Issue #1497, opened 2024-07-01
Hillshading empty regions and high CPU on 0 lat / lon (Android)


devemux86:
Report for south Great Britain map.

The reason seems to be that on Android it tries to create bitmaps with zero width or height.
On desktop it works without problems.

<img src="https://github.com/mapsforge/mapsforge/assets/3484020/5130aa69-fe1e-47e0-8feb-b7c4866b1989" width="50%"/><img src="https://github.com/mapsforge/mapsforge/assets/3484020/24c05273-dc57-49ad-883e-41ee0debf2cb" width="50%"/>

devemux86:
cc @usrusr

PR #1561, opened 2024-10-31
Major hill shading performance improvements

Sublimis:
* Major performance improvements when using hill shading.
   - Improved hill shaded tiles overlapping.

       Overlapping is now only done when necessary during drawing, not during loading when there is not enough information about the required tiles. As an (worst case scenario) example, imagine we want to display a map tile where 4 hill-shaded tiles meet on large zoom level. The previous algorithm would wastefully load and process 12 shading tiles just to draw this one map tile: 4 required center tiles, but then also 8 "invisible" tiles: 2 tiles north, 2 tiles west, 2 tiles south, and 2 tiles east of the 4 center tiles, 12 tiles total. Now only the 4 center tiles are loaded and overlapped, since that is all that is needed to render the map tile.

   - Performance of the high resolution (i.e. bicubic) hill shading was improved by almost 4x (four times faster).

       Quick benchmarks show the following times to process a single 1" HGT file (that is 25MB or almost 13M points per file):

       - 900 ms (new high resolution algorithm)
       - 550 ms (new standard resolution algorithm)
       
         Comparing this to a previous version:

       - 3200 ms (v0.22.0 high resolution algorithm)
       - 1550 ms (v0.22.0 diffuse algorithm)
       
       Total times are much more drastic. These are times until the map is completely loaded (DEM files were processed one by one):
       
       - 3.9 seconds (new high resolution algorithm, loading 4 tiles)
       - 2.5 seconds (new standard resolution algorithm, loading 4 tiles)
       - 40 seconds (v0.22.0 high resolution algorithm, loading 12 tiles)
       - 19 seconds (v0.22.0 diffuse algorithm, loading 12 tiles)
      
      All algorithms were on default settings (including preprocessing enabled), on an Android device with 4x 2.5GHz cores and 4x 1.9GHz cores.

* Major visual improvements when using hill shading. Removed nearly half a dozen causes of various artifacts on hill shaded tiles. This also resulted in elegant code simplifications and performance improvements.

   - Artifacts due to missing input data and poor preprocessing
   - Artifacts due to hill shading bitmap overlapping misalignments
   - Artifacts due to hill shading bitmap filtering
   - Artifacts due to poor thread synchronization while drawing hill shading bitmaps

* Input data preprocessing is now a separate step, and an option (enabled by default). Preprocessing removes invalid values from the input data by filling some more clever value, like an average of neighboring points. The preprocessing algorithm is now smarter than before, previously it just filled a fixed neighboring value without checking that it also might be invalid. It is now also being done during processing phase, not reading phase, i.e. on a computing thread pool (thus multi-threaded).

* Major optimization and performance improvements to AwtCanvas.shadeBitmap().
   
   - Preventing needless up-scaling of the entire hill shading bitmap, that previously wasted large amounts of memory and CPU time when only a small part of the bitmap is really needed. This was especially prominent on larger zoom levels, and could potentially cause an OOM exception.

Examples of artifacts that were successfully handled:

2024-10_artifact1r 2024-10_artifact2r 2024-10_artifact3r


devemux86:
@Sublimis Thanks, quick question as there changes in the 2 Canvas classes:

There was a report about broken hillshading and high CPU at 0 latitude and 0 longitude:
- https://github.com/mapsforge/mapsforge/issues/1497

This was fixed with changes in the 2 Canvas classes:
- https://github.com/mapsforge/mapsforge/pull/1498

Have you tested the new code at 0 latitude and 0 longitude?

Sublimis:
> @Sublimis Thanks, quick question as there are changes in the 2 Canvas classes:
> 
> There was a report about broken hillshading and high CPU at 0 latitude and 0 longitude:
> 
>     * [Hillshading empty regions and high CPU at 0 lat / lon #1497](https://github.com/mapsforge/mapsforge/issues/1497)
> 
> 
> This was fixed in the 2 Canvas classes:
> 
>     * [Fix hillshading at 0 lat / lon, fix #1497 #1498](https://github.com/mapsforge/mapsforge/pull/1498)
> 
> 
> Have you tested the new code at 0 latitude and 0 longitude?

Yup, no problems whatsoever. That was probably some manifestation of inefficiencies and/or poor synchronization that was taken care of in this PR. Screenshot:

image

devemux86:
@Sublimis 

It produces pixelated images on older Android. Code on `master` works correctly.
Screenshot is with Mapsforge Samples on our min supported Android 5 (API 21):

Sublimis:
Easily fixed with a few lines of code in just `AndroidCanvas`. As it turns out, on Android 7 and older an `ALPHA_8` bitmap (like hill shadings) must be converted to `ARGB_8888` before upscaling, otherwise no filtering will be applied. Why it works in the current master is probably luck, because it uses a different implementation of the `android.graphics.Bitmap.createBitmap()` (inspection of the source code reveals that there are several, not to mention overrides), probably some undocumented magic happens there on old Androids.

Can we do a PR just to patch this up without repeating the previous big PR?
You can inspect the new code here: https://github.com/Sublimis/mapsforge/blob/hillshading-07/mapsforge-map-android/src/main/java/org/mapsforge/map/android/graphics/AndroidCanvas.java

devemux86:
@Sublimis You posted an additional commit with changes in AndroidCanvas.
Are more changes needed?

Sublimis:
> Are more changes needed?

No, that's all.

devemux86:
@Sublimis Thanks, I will check it. :+1:

Sublimis:
Oh, sorry, haven't realized that the patch commit immediately appeared in this PR. Can you squash them?

devemux86:
They can be squashed during the merge.

devemux86:
@Sublimis Thanks for these improvements! :+1:

Sublimis:
It was a pleasure 👍

mapsforge-map/src/main/java/org/mapsforge/map/layer/renderer/DatabaseRenderer.java
```diff
@@ -83,7 +84,7 @@ public DatabaseRenderer(MapDataStore mapDataStore, GraphicFactory graphicFactory
      *
      * @param rendererJob the job that should be executed.
      */
-    public TileBitmap executeJob(RendererJob rendererJob) {
+    public synchronized TileBitmap executeJob(RendererJob rendererJob) {
```
devemux86, line 87: @Sublimis 

Why we need the `synchronized` here?

Sublimis: > @Sublimis
> 
> Why we need the `synchronized` here?

`Canvas` (used in the `CanvasRasterer` throughout the `executeJob()` method) should not be considered thread-safe, at least not on Android. `Canvas` thread-safety assumption was also the reason for one of the artifacts mentioned above, specifically the one in the first image.

devemux86: I wonder if this affects the multi threading vector rendering (not hill shading).
(as we have not seen problems there without the `synchronized` so far)

Sublimis: You mean performance? Performance is probably the only thing that could possibly be affected by synchronizing this method. Haven't noticed any decline in performance though, but will try to make some more objective testing. Can you suggest some especially complex scene that takes notable amount of time to render?

devemux86: Note: I mean the normal map rendering **without** hill shading, i.e. test only the vector maps.

Very populated areas like London at zoom levels where much data is processed /rendered,
with 1 thread we wait the tiles to render, while the (default) multi threading is much faster.

Sublimis: > Very populated areas like London at zoom levels where much data is processed /rendered, with 1 thread we wait the tiles to render, while the (default) multi threading is much faster.

You mean with the current synchronized paradigm there is a noticeable wait that was not present before?
Ok, will let you know after looking into that.

devemux86: Exactly, I mean the current code in `master` branch with and without this `synchronized`,
if it affects the normal map rendering without hill shading when multi threading is enabled.

Sublimis: Done and fixed. Thanks for pointing this out. The cause of artifacts like in the first image was pinpointed to be the concurrent access/modification of hill shading bitmaps through Canvas in very distant code sites, so a proper synchronization of minimum granulation was applied there. Will put the code (containing some other exciting improvements) to our fork tomorrow, so you can check it out before we make a PR.

Sublimis: Sorry for the delay. You can see our latest improvements here: https://github.com/Sublimis/mapsforge/pull/14. The commit is quite intricate, please take your time and ask if anything is unclear. We're quite happy with everything, this nicely rounds off all the work done on hill shading so far, and raises it to another level.

devemux86: @Sublimis Thanks, there are too many changes in the whole library core classes just for hill shading.

Why do we need them?
The description only mentions the hill shading improvements.

Documentation is needed per change and class in the pull request
or multiple steps and pull requests to understand all of them.

The many users of the library are usually interested in the normal vector map rendering.
And if any core changes have positive or negative effect of the normal map performance.

Can you give more details about all other changes?

Also please avoid moving existing methods in other line, it makes review more difficult.
Only new or changed code should exist in commits where there is functionality change.

devemux86:
For now I reverted the `synchronized` in `DatabaseRenderer`
to avoid possible performance issues in normal map rendering.

---

For hillshading improvements, better only change the hillshading classes.

Changes in other classes should be discussed before to clarify their need
and be done separately in small pull requests per case.

This way it is easier to review and understand everything in small steps. :slightly_smiling_face: 

It looks like there are changes not related to hill shading (e.g. layers, labels).
Also `synchronized` and `volatile` in core classes need a good explanation as they _might_ affect performance.

devemux86:
@Sublimis 

For now I reverted the `synchronized` in `DatabaseRenderer`
to avoid possible performance issues in normal map rendering.

---

For hillshading improvements, better only change the hillshading classes.

Changes in other classes should be discussed before to clarify their need
and be done separately in small pull requests per case.

This way it is easier to review and understand everything in small steps. :slightly_smiling_face: 

It looks like there are changes not related to hill shading (e.g. layers, labels).
Also `synchronized` and `volatile` in core classes need a good explanation as they _might_ affect performance.

Sublimis:
We'll try to break down some of the changes in packages other than "layer.hills" as briefly as possible.

This code is called from multiple threads, so it's simply wrong:

https://github.com/mapsforge/mapsforge/blob/452dc3f07aa7dc496342fa9c67ef461a404dbb02/mapsforge-core/src/main/java/org/mapsforge/core/model/Tile.java#L222-L234

Even if it worked before, it's a disaster waiting to happen, it can cause bugs that are hard to find. The `getBoundingBox()` was made thread-safe in a similar fashion, as there are no guarantees that it won't be called from multiple threads (it probably is).

This code is also called from multiple threads:

https://github.com/mapsforge/mapsforge/blob/452dc3f07aa7dc496342fa9c67ef461a404dbb02/mapsforge-map/src/main/java/org/mapsforge/map/rendertheme/rule/RenderTheme.java#L80-L85
https://github.com/mapsforge/mapsforge/blob/452dc3f07aa7dc496342fa9c67ef461a404dbb02/mapsforge-map/src/main/java/org/mapsforge/map/rendertheme/rule/RenderTheme.java#L211-L213

This flag is also accessed from multiple threads:

https://github.com/mapsforge/mapsforge/blob/452dc3f07aa7dc496342fa9c67ef461a404dbb02/mapsforge-map/src/main/java/org/mapsforge/map/layer/renderer/RendererJob.java#L26C26-L26C26

This mutex is only used for hill shading code, in two places where needed to exclude concurrent access:

https://github.com/Sublimis/mapsforge/blob/05281fdf31b0246eb82a7b2cfcb6c6d544da5e8e/mapsforge-core/src/main/java/org/mapsforge/core/graphics/ABitmap.java#L19-L24

Learning from the situation with the mutex above, this field cannot be guaranteed to be modified from a single thread and should also be considered a disaster waiting to happen (in AWT there's a similar field):

https://github.com/mapsforge/mapsforge/blob/452dc3f07aa7dc496342fa9c67ef461a404dbb02/mapsforge-map-android/src/main/java/org/mapsforge/map/android/graphics/AndroidBitmap.java#L65

For this we merely introduced getter and setter for better encapsulation (it appears to be called only from one thread):

https://github.com/mapsforge/mapsforge/blob/452dc3f07aa7dc496342fa9c67ef461a404dbb02/mapsforge-map/src/main/java/org/mapsforge/map/rendertheme/RenderContext.java#L47C46-L47C46

`RenderContext.drawingLayers` was simply renamed to a singular form, since it actually holds a single layeR, not multiple layerS so it was very confusing 🥲 

Majority of the code mentioned is in fact somehow related to hill shading, except for these last two things. Tell us if we forgot something?

Also, the fields that have been made volatile are not contended, so this should be relevant: https://stackoverflow.com/questions/4633866/is-volatile-expensive

Thanks!

devemux86:
> We'll try to break down some of the changes in packages other than "layer.hills" as briefly as possible.

Thanks! :+1: 

> This code is called from multiple threads

Why not adding `synchronized` to such methods?
(like we already do in [Layers](https://github.com/mapsforge/mapsforge/blob/master/mapsforge-map/src/main/java/org/mapsforge/map/layer/Layers.java) class)

> Majority of the code mentioned is in fact somehow related to hill shading, except for these last two things. Tell us if we forgot something?

Another example is changes in the constructor of `DatabaseRenderer` about the label layer.

There is no problem to change or improve other classes, but we have to do this separately,
in small steps and pull requests with good documentation about why the change is needed.

So we can easily review them in the future when we work again in these library areas. :slightly_smiling_face:

devemux86:
> We'll try to break down some of the changes in packages other than "layer.hills" as briefly as possible.

Thanks! :+1: 

> This code is called from multiple threads

Why not adding `synchronized` to such methods?
(like we already do in [Layers](https://github.com/mapsforge/mapsforge/blob/master/mapsforge-map/src/main/java/org/mapsforge/map/layer/Layers.java) class)

> Majority of the code mentioned is in fact somehow related to hill shading, except for these last two things. Tell us if we forgot something?

Another example is changes in the constructor of `DatabaseRenderer` about the label layer.

There is no problem to change or improve other classes, but we have to do this separately,
in small steps and pull requests with good documentation about why the change is needed.

So we can easily review them in the future when we work again in these library areas. :slightly_smiling_face:

devemux86:
My suggestion is that if you see issues in the library with multi threading and synchronization,
let's first look at each case individually and possibly improve it through separate pull requests.

When these multi threading issues are resolved we can proceed with the hill shading changes,
if they first need the above multi threading improvements to work.

Sublimis:
> The story went like this. We were hunting down the bug that was causing the artifact on a hill shading, and this required going through the entire rendering pipeline code, basically most of the library. While doing this, we encountered many inconsistencies and/or (multi-threading) issues in many places, most of which were ignored in this PR, and we decided to only make a handful of fixes for the final commit, usually those related to hill shading or memory leaks.

It was important to point this out, since we probably don't want to go through the entire code twice in our lives, it was a "now or never" kind of deal 😄

devemux86:
@Sublimis 

> we encountered many inconsistencies and/or (multi-threading) issues in many places

The library is not perfect and we can all certainly improve it.
But this has to be done step by step in separate pull requests.

One for Tile, one for Bitmap, one for DatabaseRenderer, ... etc.

devemux86:
@Sublimis As you continue to look for improvements in hillshading:

Using the Motorider **dark** theme with hillshading,
the land remains "black" on Android, while on desktop the land changes to "gray".

Sublimis:
> @Sublimis As you continue to look for improvements in hillshading:
> 
> Using the Motorider **dark** theme with hillshading, the land remains "black" on Android, while on desktop the land changes to "gray".

Already taken care of this 💪
Thanks!

image

image

devemux86:
@Sublimis What is this green and brown color?

Sublimis:
> @Sublimis What is this green and brown color?

Hill shading, of course, but this time in a color other than black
_ _ _
### What is needed
Word for word, reproduce the listing above from its start up to and including the line that has "PR #1561, opened 2024-10-31". Give only those lines.

### Result of this task
Issue #1497, opened 2024-07-01
Hillshading empty regions and high CPU on 0 lat / lon (Android)


devemux86:
Report for south Great Britain map.

The reason seems to be that on Android it tries to create bitmaps with zero width or height.
On desktop it works without problems.

<img src="https://github.com/mapsforge/mapsforge/assets/3484020/5130aa69-fe1e-47e0-8feb-b7c4866b1989" width="50%"/><img src="https://github.com/mapsforge/mapsforge/assets/3484020/24c05273-dc57-49ad-883e-41ee0debf2cb" width="50%"/>

devemux86:
cc @usrusr

PR #1561, opened 2024-10-31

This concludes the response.